Make it a practice to share data instead of system access. Control and secure the data transfer to protect your patients.

Malware Protection

This sounds obvious but how good is your virus software? It’s important to maintain security on any device that might access office systems. If you log in on your cellphone or home computer, it’s a point of entry. Put malware protection on any device with system access.

Malware Bytes has a version for healthcare. Take a look to see if it’s a good fit.

Mobile devices are a hacker’s best friend. Do not access systems in public places, like airports or coffee shops. Any log in on a mobile device should be manual. No password autofill. Don’t add the system’s icon to your home screen. Think about the consequences of a lost or stolen phone.

Make sure any mobile device that has access to ePHI can be remotely locked and wiped. That includes laptops, tablets, and phones.

Danger in the Data

Medical data collection continues to expand. It’s no longer the purview of a patient and a physician. Data is collected in electronic health records and shared electronically with other providers. The data are scrubbed of Personally-Identifiable-Information (PII) and aggregated.

Now we have a growing pool of data for research, public health, and precision medicine. That pool is then accessed by any number of users. There is certainly value in data analytics. But has the demand for “big data” gotten ahead of privacy and security?

Three technical hot spots pose challenges to data integrity and security.


Wearable devices collect data but are they HIPAA compliant? Do they have to be? It depends. HIPAA requirements extend to business entities, not individuals. If a patient uses an app to track weight, diet, or exercise, that data is personal. HIPAA does not apply.

Physicians use remote monitoring devices in growing numbers due to the pandemic. The data from those devices need to be HIPPA-compliant. A growing number of employers and insurers monitor employee health status. The data collected from these devices are protected under HIPAA.

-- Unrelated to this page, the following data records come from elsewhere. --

Issue #1981, opened 2025-03-12
Approve application for Ehrenamtskarte Bayern


connium:
### Describe the Problem

As a region manager or a region administrator,
I want to approve an application
so that I can filter duplicated applications and I don't issue cards twice.

### Describe Your Preferred Solution

Given that I am logged in as a region manager or a region administrator,
when I navigate to the page for incoming applications
and there is a pending application
and I expand the card of the application to show its details,
then I can approve the application via a button.

Given that there is a pending application that can be approved,
when I approve the application,
then I am redirected to the screen for card creation.

Given that there is a pending application that needs to be approved,
when I approve the application
and I issue the card,
then the application is marked as being approved.

Given that there is a pending application that needs to be approved,
when I approve the application
and I cancel the issuing of the card,
then the application is not marked as being approved but is kept in its (pending) state.

Given that there is an approved application,
when I expand the card of the application to show its details,
then I see a hint "Für diesen Antrag wurde am dd. Month yyyy um HH:mm eine Karte erstellt." above the action buttons
and there are two actions available: "Karte erneut erstellen" and "Antrag löschen".

### Additional Information

Design proposal can be found [📌 here.](https://www.figma.com/design/SDoGnXIjCCXpE1tAAJkRVc/entitlementcard?node-id=993-587&t=dNJn8iXuBM4mDzCv-1)

connium:
I had a chat with @hauf-toni exactly about that this morning. Maybe I misunderstood her. Let's wait for her response.

hauf-toni:
My personal best case scenario from a uiux perspective would be to include another cta "create card"[ in this screen](https://www.figma.com/design/SDoGnXIjCCXpE1tAAJkRVc/entitlementcard?node-id=1124-774&t=zupIRsI13Dd3d2cC-1). However, a less complex version (code-wise) would probably [be this one](https://www.figma.com/design/SDoGnXIjCCXpE1tAAJkRVc/entitlementcard?node-id=1136-3665&t=zupIRsI13Dd3d2cC-1). let me know which one you prefer. I'm okay with both @f1sh1918

f1sh1918:
@hauf-toni no i absolutely with you. I think the first step should be "approve" or "reject"
Then we have an application process status.
Depending on that we can either create a card and delete the application or just delete the application
Export functions will be available in all the cases

f1sh1918:
@andrew8er i updated the user story by two more sections.
[...]

PR #2196, opened 2025-05-20
1981.1: Refactor application overview in administration

andrew8er:
### Short Description

In preparation of #1981 I refactored the application overview to use MUI components and adhere to the [design](https://www.figma.com/design/SDoGnXIjCCXpE1tAAJkRVc/entitlementcard?node-id=993-587&t=dNJn8iXuBM4mDzCv-1).

Almost all components are now using MUI components rather than Blueprint, except for some components used in the application filter bar and the application detail tree.

### Proposed Changes

- Update `eslint` dependencies.
- Update `@mui` dependencies.
- Update `date-fns` dependeny.
- Add a preliminary MUI theme for use throughout the application.
- Use MUI components and implement design in `/applications`

### Side Effects

None

### Testing

- Load test data with `backend: $ ./gradlew db-recreate`.
- Run backend and adminstration dev server.
- Visit http://localhost:3000/applications.
- Run tests.

### Resolved Issues

Partially addresses #1981


administration/src/bp-modules/applications/VerificationsQuickIndicator.tsx
```diff
@@ -1,51 +1,57 @@
...
-const VerificationQuickIndicator = memo(({ verifications }: { verifications: Application['verifications'] }) => {
-  const verificationStati = verifications.map(getVerificationStatus)
+const ToolTipContent = forwardRef<HTMLDivElement, unknown>((p, ref) => {
   const { t } = useTranslation('applicationsOverview')
+  const theme = useTheme()
+
+  return (
+    <Container
+      ref={ref}
+      sx={{
```
f1sh1918, line 17: ❓Just a general question. Why do we not use the mui `styled` api here?
I mean if we want to style just a particular part of a complex component we have to need the particular props but i general i prefer the styled components style, since the readability is way better

administration/src/i18n.ts
```diff
@@ -32,6 +32,7 @@ export const loadTranslations = (): Translations => ({
     stores: deTranslations.stores,
     userSettings: deTranslations.userSettings,
     users: deTranslations.users,
+    component_Accordion: deTranslations.component_Accordion,
```
f1sh1918, line 35: 💭 hm currently we set namespaces for pages and we already, so i would tend to say this can be in `applicationOverview` 
If we really want to have a namespace for "base component" that we reuse in several places, we can even create a "baseComponents" namespace or put it in misc. 
I don't see an advantage in creating a namespace for each component.
What was your intend?

administration/src/App.tsx
```diff
@@ -20,7 +20,9 @@ const App = (): ReactElement => (
       <AuthProvider>
         <AppApolloProvider>
           <LocalizationProvider dateAdapter={AdapterDateFns}>
-            <Router />
+            <ThemeProvider theme={theme}>
```
f1sh1918, line 23: ❌ The imports are missing for `ThemeProvider` and `theme` itself, so the app breaks

administration/src/bp-modules/applications/NoteDialogController.tsx
```diff
@@ -67,7 +68,12 @@ const NoteDialogController = ({
   return (
     <>
       <Tooltip content={toolTipContent}>
-        <NoteButton onClick={() => onOpenNoteDialog(true)} intent='none' icon='annotation'>
+        <NoteButton
```
f1sh1918, line 71: 🙃 I'm not super happy with the styling of the button. Its gray and onHover white.
Not sure if this is intended in the design but seems weird to me since a hover should be highlighting.
But maybe thats just a personal preference

f1sh1918 (changes requested):
Looks really nice already. Great work 👍 
Theme provider imports are missing (see comments and ci pipeline), so the app is broken currently.

One small issue:
PDF Export the status bar is broken. I would tend to just hide it for print
image
And i added another minor button styling comment and namespaces

In general if you add TODOs please create an issue for it and refer to it :)

administration/src/bp-modules/applications/VerificationsQuickIndicator.tsx
andrew8er: When making a one-off customization of a component, I generally use the `sx` prop. For components that get reused or I want to externalize, I would probably use the `styled()` approach. I tend to follow these guidelines:

https://mui.com/material-ui/customization/how-to-customize/#overriding-nested-component-styles

Though I'm a bit annoyed that there seems to be no API to combine both ways (make a component with a styled top-level element and provide e.g. custom `slotProps`) and that the `styled()` API are slightly different in functionality: https://mui.com/system/styled/#difference-with-the-sx-prop

administration/src/i18n.ts
andrew8er: Yes, I had the idea of one namespace per component for reusable components. I would like to refactor the file layout later after the MUI migration and wanted to introduce a `/shared` dir for components and other functionality at some point. 

We could use one namespace for all modules in (future) `/shared`, but I still would prefix component specific strings with e.g. `Accordion-` or something. Would you agree?

administration/src/App.tsx
andrew8er: I don't get it. This worked locally up until some point a few minutes ago. Should be already fixed.

administration/src/bp-modules/applications/NoteDialogController.tsx
andrew8er: I agree, did not test this thoroughly enough.

The MUI palette system is a bit lacking in view, too many common cases are not covered, for example, there is no configurable way for inverted panels, for example light text on dark background in a light theme. It can be fixed with module augmentation as shown in `src/types/mui-theme.d.ts` though.

I would like an official style guide here.

administration/src/App.tsx
f1sh1918: Just checked the example code of mui and the imports are defenitively needed :)

administration/src/bp-modules/applications/VerificationsQuickIndicator.tsx
f1sh1918: Hm my personal preference would be to use `styled()` if its possible even if the components are not reused because i find it better to read and it's clearer when to use what.
In all other cases where particular parts via props have to be styled for sure this way has to be used.
Thats also how we did it in other projects so far afaics.

But maybe others of the team have another opinion

administration/src/App.tsx
andrew8er: I had the imports in there, but somehow they got deleted, probably in a rebase…

connium:
@andrew8er @f1sh1918 From my experience the best way is to tweak the theme settings and if something cannot be handled by theme overrides, we should ask ourselves if it is worth it to differ from the default design/behaviour (in most cases it is not).

administration/src/bp-modules/applications/VerificationsQuickIndicator.tsx
f1sh1918: ok i'm fine to keep that for now.
yes sure we shouldn't mix styled apis

administration/src/util/translations/de.json
```diff
@@ -606,5 +606,9 @@
     "referenceNrInvalidLengthError": "Das Aktenzeichen muss eine Länge zwischen {{KoblenzReferenceNumberMinLength}} und {{KoblenzReferenceNumberMaxLength}} haben.",
     "referenceNrLabel": "Aktenzeichen",
     "startDayLabel": "Startdatum"
+  },
+  "shared": {
+    "Accordion-showLess": "Weniger anzeigen",
```
f1sh1918, line 611: 🙃 i would like to keep the camel case conventions for namespaces
```suggestion
    "accordionShowLess": "Weniger anzeigen",
```

Same for showMore

bahaaTuffaha (approved):
Nice work ✅

🙃 nitpicking:
it looks different from the design



Maybe for a future ticket: making application view responsive on mobile.🤔

administration/src/mui-modules/NonIdealState.tsx
```diff
@@ -0,0 +1,20 @@
+import { Container, Stack, Typography, useTheme } from '@mui/material'
+import React, { ReactElement } from 'react'
+
+/* eslint-disable react/destructuring-assignment */
```
bahaaTuffaha, line 4: You can deconstruct it without adding an eslint rule:
`const NonIdealState = ({ title, icon, description }:{ title: string; icon: ReactElement; description: string }`

andrew8er:
> 🙃 nitpicking:
> it looks different from the design

You are right, I didn't see this dialogue in the design. But I think, it is more than nitpicking here. It looks like pretty out of place from all other design elements, and is inconsistent with other dialogues. I will check back with Toni and ask for clarification on this.

andrew8er:
@f1sh1918 @bahaaTuffaha I addressed all of your concerns and rebased the branch on top of `main` again.

As for the dialog styles, I kept it as it is for now, as I am not sure in what general direction the design will go. The biggest inconsistency is the position of the primary button, in one instance it is on the left, in the other on the right. The [Material2 design guide](https://m2.material.io/components/buttons#hierarchy-and-placement) states that the primary button goes to the right.

Screenshot 2025-05-27 at 12 24 55
Screenshot 2025-05-27 at 12 25 06

f1sh1918:
> @f1sh1918 @bahaaTuffaha I addressed all of your concerns and rebased the branch on top of `main` again.
> 
> As for the dialog styles, I kept it as it is for now, as I am not sure in what general direction the design will go. The biggest inconsistency is the position of the primary button, in one instance it is on the left, in the other on the right. The [Material2 design guide](https://m2.material.io/components/buttons#hierarchy-and-placement) states that the primary button goes to the right.
> 
> Screenshot 2025-05-27 at 12 24 55
> Screenshot 2025-05-27 at 12 25 06
> 

@hauf-toni i think this should be reflected in the designs that primary buttons are on the right side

But what happens when data from a patient’s personal app gets pulled into the mix? A new telehealth company, SteadyMD, claims to merge data from a personal device into a patient’s EMR. Suddenly there’s a HIPAA requirement for a device that isn’t HIPAA compliant.

It’s a recipe for disaster.

Data Storage

Healthcare providers collect data in the EHR. Most don’t know much about where and how it’s stored.  Many medical practices have no IT staff on site. Doctors hire contractors to provide user support or computer repair. They don’t have the skillset to consult on data security

Cloud computing allows data on remote servers to be accessed from the internet. The servers sit in data centers located around the world. Cloud computing adds a level of complexity to data security. Many cloud computing platforms for medical data are not investing in their infrastructure.

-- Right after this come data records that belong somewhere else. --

PR #2200, opened 2025-05-21
Update gradle related xmls

f1sh1918:
### Short Description

Not sure if i'm alone but i'm facing the issue "Invalid Gradle JDK configuration found" for intelliJ, probably due to the gradle update

### Proposed Changes

- update gradle related intellij xml config files

### Side Effects

- none

### Testing

- starting the backend should work

### Resolved Issues

Fixes: #


.idea/modules.xml
```diff
@@ -3,6 +3,9 @@
   <component name="ProjectModuleManager">
     <modules>
       <module fileurl="file://$PROJECT_DIR$/administration/administration.iml" filepath="$PROJECT_DIR$/administration/administration.iml" />
+      <module fileurl="file://$PROJECT_DIR$/.idea/modules/backend.iml" filepath="$PROJECT_DIR$/.idea/modules/backend.iml" />
+      <module fileurl="file://$PROJECT_DIR$/.idea/modules/backend.main.iml" filepath="$PROJECT_DIR$/.idea/modules/backend.main.iml" />
+      <module fileurl="file://$PROJECT_DIR$/.idea/modules/backend.test.iml" filepath="$PROJECT_DIR$/.idea/modules/backend.test.iml" />
```
andrew8er, line 8: ❌ As far as I know, `.iml` files for Gradle modules are redundant, since IntelliJ will infer the module definition from the Gradle object model (this is what */Build/Sync Project with Gradle files* does). 

The `.iml` files are an interoperability feature for projects that also have non-Gradle users, and are automatically created from the Gradle model, when enabled (Disable _"Generate *.iml files for modules imported from Gradle"_ in *Settings:/Build, Execution, Deployment/Build tools/Gradle*).

Also these files do not exist.

andrew8er (changes requested):
Some module references are redundant, probably created because of an IntelliJ setting. Disable "Generate *.iml files for modules imported from Gradle" in "Settings:/Build, Execution, Deployment/Build tools/Gradle".

Otherwise that cleanup is really necessary, thanks!

bahaaTuffaha (approved):
image

Can we also ignore these 2 files
- backend/versions.properties
- backend/.kotlin/sessions/kotlin-compiler-7550422918674850352.salive

andrew8er (approved):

Datacenters must have strict protocols for technical, administrative, and physical security. Audits and certifications monitor their compliance. Ask to see those outcomes. Offshore data centers may not have the same legal protections as the U.S.

Make sure you know who’s accountable for what.

Data Sharing

A key component of Value-Based Care is collaboration. To increase efficiencies, medical records are exchanged among providers.  Anytime data are transported, the chance of a breach increases. Proper encryption protocols can help protect the data and the system.

Communications to and from partners and suppliers keep growing. With calls from patients to access their medical records, controls become more challenging. Email is too risky. Mail is too slow.  One surprising solution is a HIPAA-compliant cloud fax. Yes, fax.

Keep Your Data Secure

Protecting patient data is protects your reputation. Not to mention, your checkbook. Don’t be intimidated. If it’s easier, bring in a consultant to assess the current status of your systems.  Spend the money now or spend it later…when you’ll need to hire a PR firm.